Résidents belges détenant des actions dans des sociétés françaises

Le moins que l’on puisse dire, c’est que la nouvelle convention n’apporte guère de nouvelles réjouissantes aux nombreux Belges détenant des actions françaises (Engie, TotalEnergies,…). En effet, celle-ci les privera définitivement du droit d’imputer un crédit d’impôt (la « quotité forfaitaire d’impôt étranger » ou « QFIE ») sur l’impôt belge frappant les dividendes de source française, ce qui conduira à un doublement de la pression fiscale.

Petite illustration. Lorsqu’une société française distribue un dividende à un particulier belge, celui-ci est soumis d’abord à une retenue à la source en France au taux de 12,8%. Ensuite, le dividende net subit l’impôt en Belgique au taux de 30% (87,2 x 30% = 26,16%). Soit une imposition totale de 38,96%. Afin d’atténuer cette double imposition, la convention fiscale belgo-française actuellement en vigueur impose à la Belgique d’octroyer un crédit d’impôt (la QFIE), qui doit s’élever à au moins 15 % du montant net du dividende. Cela signifie que l’impôt belge de 26,16 euros est réduit à hauteur d’une QFIE de 15 %, soit de 13,08 euros. L’imposition globale des dividendes français passe donc de 38,96% à 25,88%. On notera au passage que ce droit d’imputer la QFIE a été reconnu par l’administration fiscale belge dans une circulaire du 28 mai 2021, après une bataille juridique acharnée.

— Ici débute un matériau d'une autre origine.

PR #95, opened 2020-04-28
tl run: support CLI arguments passed to the script

hishamhm:
`tl run hello.tl foo bar` did not pass `foo` and `bar` as arguments to `hello.tl` — this PR intends to fix that. :)

If my memory serves me right, Lua and LuaJIT have somewhat different behavior in their handling of `arg`. The invariants I kept here are:
* `arg[0]` is always the script name
* positive `arg` entries are the script arguments
* anything else (Lua interpreter, `tl` arguments) is in negative `arg` entries.

Our behavior is a little different from PUC Lua though, in that once `lua` sees a non-flag, it stops argument parsing immediately. argparse does not do that, it needs a `--` to stop interpreting arguments. I do some juggling of the arguments to preserve the invariants above.

### DIFF
--- a/spec/cli/run_spec.lua
+++ b/spec/cli/run_spec.lua
@@ -138,4 +138,143 @@ describe("tl run", function()
          assert.same("", output)
       end)
    end)
+
+   describe("with arguments", function()
+      it("passes arguments as arg", function()
+         local name = util.write_tmp_file(finally, "hello.tl", [[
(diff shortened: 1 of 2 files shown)


hishamhm:
@pdesaulniers I'm already using `-I .` in tests, the "harmless flag" came in handy for testing ;)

Mais comme la nouvelle convention fiscale supprime le droit d’imputer la QFIE, les actionnaires belges de sociétés françaises seront taxés à 38,96% sur les dividendes reçus à partir de 2023 (voire 2024). D’ici là, il est par contre encore possible de revendiquer la QFIE ; la chasse aux actions françaises productives de gros dividendes peut donc encore se poursuivre un peu…

Résidents belges détenant (directement ou indirectement) des immeubles en France

La nouvelle convention fiscale ne fera pas davantage les affaires des résidents belges détenant (directement ou indirectement) des immeubles en France.

a.Taxation des gains provenant de la cession d’actions de sociétés détenant des immeubles en France

D’abord, la nouvelle convention va impacter lourdement les particuliers (ou les sociétés belges), lorsqu’ils réaliseront des plus-values lors de la vente d’actions de sociétés possédant des biens immobiliers situés en France.

Pour y voir clair, il faut commencer par rappeler que, suivant la convention fiscale en vigueur à l’heure actuelle, les résidents belges échappent en principe à toute imposition, tant en France qu’en Belgique, lorsqu’ils réalisent une plus-value lors de la cession de leurs parts dans une société immobilière française. Il est ainsi généralement admis que c’est la Belgique (et non la France) qui a le pouvoir de taxer pareille plus-value sur la base de la convention fiscale actuelle. Or, en Belgique, les plus-values sur actions sont exonérées dès lors qu’elles relèvent de la gestion normale du patrimoine privé. Pas d’impôt donc sur la plus-value. Un mini-paradis fiscal !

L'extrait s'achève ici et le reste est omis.